The problem that I am dealing with is iterative (incremental) updating, or online learning of multinomial HMM (i.e., states and outcomes are all discrete) for each new observation. Specifically, I want to keep track of the changes in the model’s estimates of state transition probabilities and emission probabilities for every new observation, when the true parameters are fixed.
There are several online estimation algorithms using EM approach, such as Online Learning with Hidden Markov Models, but I believe none exists in Bayesian paradigm.
One possible solution that I am thinking of is fitting HMM iteratively for every new observation.
For example, if I have 100 observations from a multinomial HMM sequence with fixed parameters, I may fit the model 100 times using first y_1, then [y_1, y_2], then, [y_1, y_2, y_3], …, and finally [y_1, ..., y_{100}]. Then, it would be possible to achieve estimated state transition probability at time t , A^t, and estimated emission probability at time t, B^t.

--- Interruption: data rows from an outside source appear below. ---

PR #434, opened 2021-05-25
autotest move scene check in same sceneSet not have same pre_id scene

kakj-go:
#### What type of this PR

/kind feature

autotest move scene check in same sceneSet not have same pre_id scene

What are your thoughts about this? Do you think it is doable, or should other approaches be adopted?
This is what we’ve done in the past as it gives you the right answer.
This isn’t a problem for Bayes per se, just implementations of it using named distributions. In pure Bayes theory, the posterior after each data item can be used as the prior for the next. The problem is that in practice, there’s no way to represent those posteriors other than through sampling.
One algorithm that does this directly is sequential Monte Carlo (SMC), which Stan doesn’t support. @s.maskell is working on building SMC algorithms for Stan with better incremental proposals than the standard Metropolis, but I have no idea what the ETA is for working code.
If you are fitting a sequence of models, you might want to think about hot-starting each fit at the parameter values and adaptation values of the previous model. It should make warmup go faster if it’s a bottleneck.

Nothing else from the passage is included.